Server load monitoring is important for better and stable performance of a server, let us see what is meant by Load and how it can be measured,
Load
It is the most useful parameter to identify a server resource bottle necks. Let us look into the ways to identify and interpret it. Load output gives the no. of processes/jobs which waiting to be processed. It can be checked using different tools and the most commonly used in server load monitoring are w, uptime and top
The outputs are shown below
# w 01:30:06 up 87 days, 23 min, 2 users, load average: 13.54, 13.06, 13.48
#top top - 01:30:44 up 87 days, 24 min, 2 users, load average: 14.18, 13.30, 13.54 Tasks: 707 total, 3 running, 697 sleeping, 0 stopped, 7 zombie Cpu(s): 31.9%us, 5.7%sy, 0.2%ni, 51.9%id, 10.1%wa, 0.0%hi, 0.2%si, 0.0%st Mem: 24625092k total, 23494124k used, 1130968k free, 421464k buffers Swap: 2096440k total, 39756k used, 2056684k free, 11002424k cached
# uptime 01:34:48 up 87 days, 28 min, 2 users, load average: 13.37, 14.22, 13.91
What is load?
Load averages are the three numbers shown in the highlighted values in the above examples. The three load-average values in the first line of top output are the 1-minute, 5-minute and 15-minute average. That means, while on server load monitoring, reading from left to right, one can examine the aging trend and/or duration of the particular system state. Each number represents the average number of processes in the system run queue( process waiting for cpu cycles) in the past 1, 5, and 15 minutes, respectively.
Single Core/CPU system
If a single process sat in the run queue for 5 minutes, the 5 minute load average would be 1. If a single process was in the run queue for 2.5 minutes, the 5 minute load average would be 0.5 , meaning that on average over the past 5 minutes the queue was empty 50% of the time. Whenever a process needs to have instructions executed, it gets sent to the system run queue. The CPU then executes the those processes one at a time; every process in the run queue must wait it’s turn for the CPU. If your system has a large amount of processes all begging for CPU, and your CPU cannot keep up, your system run queue is probably going to become populated. A populated run queue can tell you that your CPU can’t handle all the processes coming at it immediately.

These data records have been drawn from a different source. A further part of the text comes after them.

PR #28, opened 2019-03-15
(fix)RadioGroup: Size prop mismatch, configure style

cehsu:
These changes fix a bug where `<RadioGroup/>` accepted a `size` (string) prop, but it's child component `<Checkbox/>` only accepted `iconSize` (number), and `fontSize` (number). Also styles are now passed down to support more customization (margins, etc.), such as required by [EMR Message Conversation List](https://app.asana.com/0/821652619613450/1108680987294666/f).

image

### DIFF
--- a/src/Form/Checkbox.js
+++ b/src/Form/Checkbox.js
@@ -61,7 +61,7 @@ class Checkbox extends React.Component {
     color: PropTypes.string,
     horizontal: PropTypes.bool,
     disabled: PropTypes.bool,
-    styles: PropTypes.object,
+    styles: PropTypes.shape(),
   };
 
   static defaultProps = {
--- a/src/Form/Checkbox.js
+++ b/src/Form/Checkbox.js
@@ -145,7 +145,7 @@ class Checkbox extends React.Component {
         <Flex alignItems="center">
           <StyledIcon size={iconSize} color={checked ? colorOn : colorOff} name={checked ? iconOn : iconOff} />
 
-          {label && <StyledLabel fontSize={fontSize}>{label}</StyledLabel>}
+          {label && <StyledLabel fontSize={fontSize} style={styles.Label}>{label}</StyledLabel>}
         </Flex>
 
         {!this.state.focused && error ? <FormError>{error}</FormError> : null}
--- a/src/Form/Checkbox.js
+++ b/src/Form/Checkbox.js
@@ -19,6 +19,7 @@ const CheckboxContainer = createComponent({
       margin-left: ${p => (p.horizontal ? '12px' : 0)};
       margin-top: ${p => (p.horizontal ? 0 : '4px')};
     }
+    ${p => p.style}
   `,
 });
 
@@ -28,14 +29,6 @@ const StyledInput = createComponent({
   style: css`
     display: none;
     pointer-events: ${p => (p.disabled ? 'none' : 'auto')};
-  `,
-});
-
-const StyledIcon = createComponent({
-  name: 'CheckboxIcon',
-  as: Icon,
-  style: ({ margin }) => css`
-    margin: ${margin};
   `,
 });
 
@@ -64,6 +57,7 @@ class Checkbox extends React.Component {
     color: PropTypes.string,
     horizontal: PropTypes.bool,
     disabled: PropTypes.bool,
+    styles: PropTypes.object,
   };
 
   static defaultProps = {
@@ -78,6 +72,7 @@ class Checkbox extends React.Component {
     horizontal: false,
     onChange() {},
     disabled: false,
+    styles: {},
   };
 
   static getDerivedStateFromProps(props, state) {
@@ -123,16 +118,16 @@ class Checkbox extends React.Component {
       iconOn,
       iconOff,
       iconSize,
-      iconMargin,
       colorOn,
       colorOff,
       horizontal,
       disabled,
+      styles,
     } = this.props;
     const { checked } = this;
 
     return (
-      <CheckboxContainer horizontal={horizontal}>
+      <CheckboxContainer horizontal={horizontal} style={styles.CheckboxContainer}>
         <StyledInput
           id={id}
           name={name}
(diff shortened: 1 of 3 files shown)


src/Form/Checkbox.js
```diff
@@ -19,6 +19,7 @@ const CheckboxContainer = createComponent({
       margin-left: ${p => (p.horizontal ? '12px' : 0)};
       margin-top: ${p => (p.horizontal ? 0 : '4px')};
     }
+    ${p => p.style}
```
cehsu: Given how the margins are set above, this seemed like the least ornate (e.g. specifying a `margin` prop, which I considered earlier), but still effective option. Thanks for any thoughts on whether this isn't intuitive or consistent.

choochootrain: for those (like me) who dont understand this dark magic:
https://github.com/styled-components/styled-components/blob/master/packages/styled-components/src/constructors/css.js
https://developer.mozilla.org/en-US/docs/Web/JavaScript/Reference/Template_literals#Tagged_templates

kylealwyn: I don't think line is necessary. styled-components take a style prop by default

src/Form/RadioGroup.js
```diff
@@ -60,7 +63,7 @@ class RadioGroup extends Component {
   };
 
   render() {
-    const { choices, error, horizontal, label, name, colorOn, colorOff, size } = this.props;
+    const { choices, error, horizontal, label, name, colorOn, colorOff, fontSize, iconSize, styles } = this.props;
```
kylealwyn: we could spread these final five props into something like `...checkboxProps` and spread onto `<Checkbox />` below

src/Form/RadioGroup.js
```diff
@@ -87,7 +90,9 @@ class RadioGroup extends Component {
                   valueFalse={value}
                   iconOn="radiobox-marked"
```
kylealwyn: Can we add `iconOn` and `iconOff` as props while we're here and set defaultProps to these values?

src/Form/Checkbox.js
cehsu: Hm, I tried removing this line and the style no longer got applied.

src/Form/RadioGroup.js
cehsu: Sounds good, will update.

src/Form/RadioGroup.js
cehsu: Sounds good, will update.

src/Form/RadioGroup.js
cehsu: Thanks, updated.

src/Form/RadioGroup.js
cehsu: Thanks, updated.

src/Form/Checkbox.js
kylealwyn: It looks like it's an issue with the test style in the doc. If you exchange `"margin: 0 !important"` for 0, it works without this line

src/Form/RadioGroup.js
```diff
@@ -1,5 +1,6 @@
 import React, { Component } from 'react';
 import PropTypes from 'prop-types';
+import { css } from 'styled-components';
```
kylealwyn: unused

src/Form/RadioGroup.js
```diff
@@ -20,20 +21,26 @@ class RadioGroup extends Component {
...
     choices: PropTypes.arrayOf(
       PropTypes.shape({
         value: PropTypes.oneOfType([PropTypes.string, PropTypes.number]),
         label: PropTypes.string,
         disabled: PropTypes.bool,
       })
     ),
+    styles: PropTypes.object,
+    iconOn: PropTypes.string,
+    iconOf: PropTypes.string,
```
kylealwyn: typo

src/Form/RadioGroup.js
```diff
@@ -20,20 +21,26 @@ class RadioGroup extends Component {
...
+    fontSize: PropTypes.number,
+    iconSize: PropTypes.number,
     choices: PropTypes.arrayOf(
       PropTypes.shape({
         value: PropTypes.oneOfType([PropTypes.string, PropTypes.number]),
         label: PropTypes.string,
         disabled: PropTypes.bool,
       })
     ),
+    styles: PropTypes.object,
```
kylealwyn: prefer shape() to make linter happy

src/Form/RadioGroup.js
```diff
@@ -60,7 +67,7 @@ class RadioGroup extends Component {
   };
 
   render() {
-    const { choices, error, horizontal, label, name, colorOn, colorOff, size } = this.props;
+    const { choices, error, horizontal, label, name, colorOn, colorOff, ...checkboxProps } = this.props;
```
kylealwyn: colorOn and colorOff and be swept into checkboxProps spread

src/Form/Checkbox.js
```diff
@@ -141,7 +145,7 @@ class Checkbox extends React.Component {
         <Flex alignItems="center">
           <StyledIcon size={iconSize} color={checked ? colorOn : colorOff} name={checked ? iconOn : iconOff} />
 
-          {label && <StyledLabel fontSize={fontSize}>{label}</StyledLabel>}
+          {label && <StyledLabel fontSize={fontSize} style={styles.Label}>{label}</StyledLabel>}
```
cehsu: This style is applied without specifying it in the styled component's template literal, I'm not sure why the other style does not.

kylealwyn: https://github.com/heydoctor/molekule/pull/28/files#r266171170

src/Form/Checkbox.js
cehsu: Oh thanks, I'll do that.

src/Form/RadioGroup.js
cehsu: Thanks, replaced with `shape()`.

src/Form/RadioGroup.js
cehsu: OK, removed.

src/Form/RadioGroup.js
cehsu: Thanks, fixed.

src/Form/RadioGroup.js
cehsu: Thanks, removed.

PR #33, opened 2019-03-22
(fix)Dropdown: Configure <Dropdown.Trigger/> style

cehsu:
These changes allow the `<Dropdown/>` component's `<TriggerWrapper/>`(`styled(Dropdown.Trigger)`) to be styled so that it may, for example, fill the available width of its parent container.
image

### DIFF
--- a/src/Dropdown/Dropdown.js
+++ b/src/Dropdown/Dropdown.js
@@ -28,7 +28,7 @@ export const PLACEMENT_TRANSITION_ORIGINS = {
 
 const ARROW_KEYS = ['ArrowUp', 'ArrowDown'];
 
-const TriggerWrapper = createComponent({
+const Trigger = createComponent({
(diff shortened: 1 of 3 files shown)


src/Dropdown/Dropdown.js
```diff
@@ -114,7 +115,7 @@ export default function Dropdown({
       <Manager>
         <Reference>
           {({ ref: triggerRef }) => (
-            <TriggerWrapper ref={triggerRef} tabIndex={-1}>
+            <TriggerWrapper style={styles.TriggerWrapper} ref={triggerRef} tabIndex={-1}>
```
kylealwyn: Nice - can we call this `styles.Trigger` and change component to `<Trigger />` to reduce verbosity

cehsu: Good idea.

PR #35, opened 2019-03-26
fix(Icon): Prevent passed className from being overwritten

erikshestopal:
## Summary 
When the `Icon` component was being provided with a `className` prop, this prop was overwriting the default class name generated for the icon, namely `mdi mdi-X`. In the web-app several icons disappeared mysteriously and this was because those component had this structure...
```js
<Icon className="blah" name="message" />
```

...which is explained by this snippet:
```js
<Icon className="bagels" name="message" /> //=> render Icon with className prop

const Icon = createComponent({
  props: () => ({
    className: 'mdi mdi-message', //=> generated by `Icon.getClassName`
  });

// and then inside of `utils#createComponent`
const resolvedProps = {
  ...baseProps(props), //=> className: mdi mdi-message
  ...props, //=> className: overwritten by bagels!!!   
};
```

### DIFF
--- a/src/Icon/__snapshots__/Icon.spec.js.snap
+++ b/src/Icon/__snapshots__/Icon.spec.js.snap
@@ -22,7 +22,7 @@ exports[`<Icon /> renders with passed class name 1`] = `
 }
 
 <i
-    class="bagels bagels mdi mdi-message re-icon c0"
+    class="bagels mdi mdi-message re-icon c0"
     name="message"
   />
 </DocumentFragment>
--- a/src/Icon/__snapshots__/Icon.spec.js.snap
+++ b/src/Icon/__snapshots__/Icon.spec.js.snap
@@ -1,0 +1,29 @@
+// Jest Snapshot v1, https://goo.gl/fbAQLP
+
+exports[`<Icon /> renders 1`] = `
+<DocumentFragment>
+  .c0 {
+  color: inherit;
+  font-size: inherit;
+}
+
+<i
+    class="mdi mdi-message re-icon c0"
+    name="message"
+  />
+</DocumentFragment>
+`;
+
+exports[`<Icon /> renders with passed class name 1`] = `
+<DocumentFragment>
+  .c0 {
+  color: inherit;
+  font-size: inherit;
+}
+
+<i
+    class="bagels bagels mdi mdi-message re-icon c0"
+    name="message"
+  />
+</DocumentFragment>
+`;
--- a/src/utils.js
+++ b/src/utils.js
@@ -13,8 +13,10 @@ export const getComponentVariant = (theme, componentName, variant) => {
 
 export const getComponentStyle = componentName => themeGet(`components.${componentName}.style`);
 
-export const getComponentClassName = ({ className, theme: { classPrefix }, variant }, name) =>
-  `${className || ''} ${classPrefix}-${name} ${variant ? `${classPrefix}-${name}-${variant}` : ''}`.trim();
+export const getComponentClassName = ({ className, passedClassName, theme: { classPrefix }, variant }, name) =>
+  `${className || ''} ${passedClassName || ''} ${classPrefix}-${name} ${
+    variant ? `${classPrefix}-${name}-${variant}` : ''
+  }`.trim();
 
 export const createComponent = ({ name, tag = 'div', as, style, props: baseProps = () => ({}) }) => {
   const component = as ? styled(as) : styled[tag];
--- a/src/utils.js
+++ b/src/utils.js
@@ -13,22 +13,22 @@ export const getComponentVariant = (theme, componentName, variant) => {
 
 export const getComponentStyle = componentName => themeGet(`components.${componentName}.style`);
 
-const getComponentClassName = ({ baseClassName, theme: { classPrefix }, variant }, name) =>
-  `${baseClassName || ''} ${classPrefix}-${name} ${variant ? `${classPrefix}-${name}-${variant}` : ''}`.trim();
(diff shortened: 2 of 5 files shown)


src/Icon/__snapshots__/Icon.spec.js.snap
```diff
@@ -0,0 +1,29 @@
...
+
+exports[`<Icon /> renders with passed class name 1`] = `
+<DocumentFragment>
+  .c0 {
+  color: inherit;
+  font-size: inherit;
+}
+
+<i
+    class="bagels bagels mdi mdi-message re-icon c0"
```
erikshestopal: I have no idea why `bagels` is being duplicated here. Logging out the output of `utils#getComponentClassName` shows the correct name but when the component is rendered, this duplicate class name is added 🤷‍♂️

src/utils.js
```diff
@@ -13,8 +13,17 @@ export const getComponentVariant = (theme, componentName, variant) => {
 
 export const getComponentStyle = componentName => themeGet(`components.${componentName}.style`);
 
-export const getComponentClassName = ({ className, theme: { classPrefix }, variant }, name) =>
-  `${className || ''} ${classPrefix}-${name} ${variant ? `${classPrefix}-${name}-${variant}` : ''}`.trim();
+const getComponentClassName = flow(
```
cehsu: Could the classnames package be helpful for managing some of this logic?

erikshestopal: It definitely could be (works really awesome for this particular use case) but I'm not sure pulling in another dependency just for this function would be worth it. Thoughts?

cehsu: Oh, I assumed we were already using it. Yes, we probably wouldn't want to pull it in to use only once. There's a [dedupe](https://github.com/JedWatson/classnames#alternate-dedupe-version) feature that seems like it could be helpful.

src/Icon/__snapshots__/Icon.spec.js.snap
kylealwyn: Custom class names are indeed duplicated when rendered:

Screen Shot 2019-03-27 at 12 47 19 PM

src/utils.js
kylealwyn: I like the fp approach. Flow is great for running a series of transformations, but here we're only running one, which could be rewritten as `'hey im a string'.split(' ').filter(Boolean).join(' ')`. I also don't quite see what this is doing that `trim()` doesn't.

src/utils.js
```diff
@@ -13,8 +13,17 @@ export const getComponentVariant = (theme, componentName, variant) => {
...
+  ({ className, passedClassName, theme: { classPrefix }, variant }, name) =>
+    `${className || ''} ${passedClassName || ''} ${classPrefix}-${name} ${
```
kylealwyn: Looks like styled-components automatically applies the className passed on render undo the hood. We can fix the class duplication by removing `className` here.

Could we also change `passedClassName` to `baseClassName` to keep consistent with `baseProps`? :)

src/utils.js
```diff
@@ -13,8 +13,13 @@ export const getComponentVariant = (theme, componentName, variant) => {
 
 export const getComponentStyle = componentName => themeGet(`components.${componentName}.style`);
 
-export const getComponentClassName = ({ className, theme: { classPrefix }, variant }, name) =>
-  `${className || ''} ${classPrefix}-${name} ${variant ? `${classPrefix}-${name}-${variant}` : ''}`.trim();
+const getComponentClassName = ({ className, passedClassName, theme: { classPrefix }, variant }, name) =>
```
cehsu: I'm not sure why, but removing `className` from here fixed the duplication issue for me locally, while retaining the `className` on the element.

erikshestopal: can you get the test snapshots to pass? I've noticed the `re-box` class not being applied to `Card` when removing `className` from the props here.

cehsu: I'll check.

cehsu: Also experiencing the same failure.

src/utils.js
```diff
@@ -13,20 +13,23 @@ export const getComponentVariant = (theme, componentName, variant) => {
...
 
   return component.attrs(props => {
-    const resolvedProps = {
-      ...baseProps(props),
-      ...props,
+    const resolvedProps = { ...baseProps(props), ...props };
+
+    const finalProps = {
+      ...resolvedProps,
+      baseClassName: get(resolvedProps, 'baseClassName', props.className),
```
kylealwyn: Nice! This looks good. Sorry to be annoying but one more perf suggestion to only spread once:
```js
const baseProps = getBaseProps(props);
const finalProps = {
   ...baseProps,
   ...props,
    baseClassName: get(baseProps, 'baseClassName', props.className),
}
```

erikshestopal: no problem!

src/utils.js
cehsu: Perhaps a short-term fix could be to simply dedupe the `className` string using a set or lodash `.uniq`

src/utils.js
```diff
@@ -13,20 +13,23 @@ export const getComponentVariant = (theme, componentName, variant) => {
...
+export const createComponent = ({ name, tag = 'div', as, style, props: getBaseProps = () => ({}) }) => {
   const component = as ? styled(as) : styled[tag];
 
   return component.attrs(props => {
-    const resolvedProps = {
-      ...baseProps(props),
+    const baseProps = getBaseProps(props);
+    const finalProps = {
       ...props,
+      ...baseProps,
```
cehsu: Could we want to reverse the props and baseProps, so that props can be used to override?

The three values help us to analyze the system performance trends and is quite effective to curb attacks.
Multi core/CPU system
Your system only has one run queue, and every CPU will execute processes in that queue. If you have a system with four CPUs, then up to four processes can be executed in the run queue simultaneously. On multi-processor system, the load is relative to the number of processor cores available. The “100% utilization” mark is 1.00 on a single-core system, 2.00, on a dual-core, 4.00 on a quad-core, etc. For this reason, you have to interpret your load average slightly differently on a system with multiple CPUs. If you have 15-minute load average of 3 and your system has 8 CPUs, an average of 5 CPUs were idle during those 15 minutes.
Identification of CPU cores and Server stability
In server load monitoring it is important to find number of core in the CPU. CPU cores handle the processes. Consider a single core CPU where only 2 process can be handled by a core. When a 3rd process comes it goes to queue. It has to wait until one process is finished. If more cores are available, the processes in the server queue will be shrink and will add more stability to the server.
Let us consider a scenario where the server load is reported as : 6.30, 5.90, 5.27 .
To perform the evaluation, the number of CPU cores can be identified using top command. First give “top” command and then press the “1” button in your keyboard, you can see the all the available cores with there stability parameters.
You can also know the number of cpu cores from /proc/cpuinfo.
For easy estimation of the server stability with load you can use the following command
cat /proc/cpuinfo | grep processor | wc -l
The current load on the server is load average: 6.30, 5.90, 5.27. While considering the fact that the server has 8 CPU cores, the current value is not an alarming one.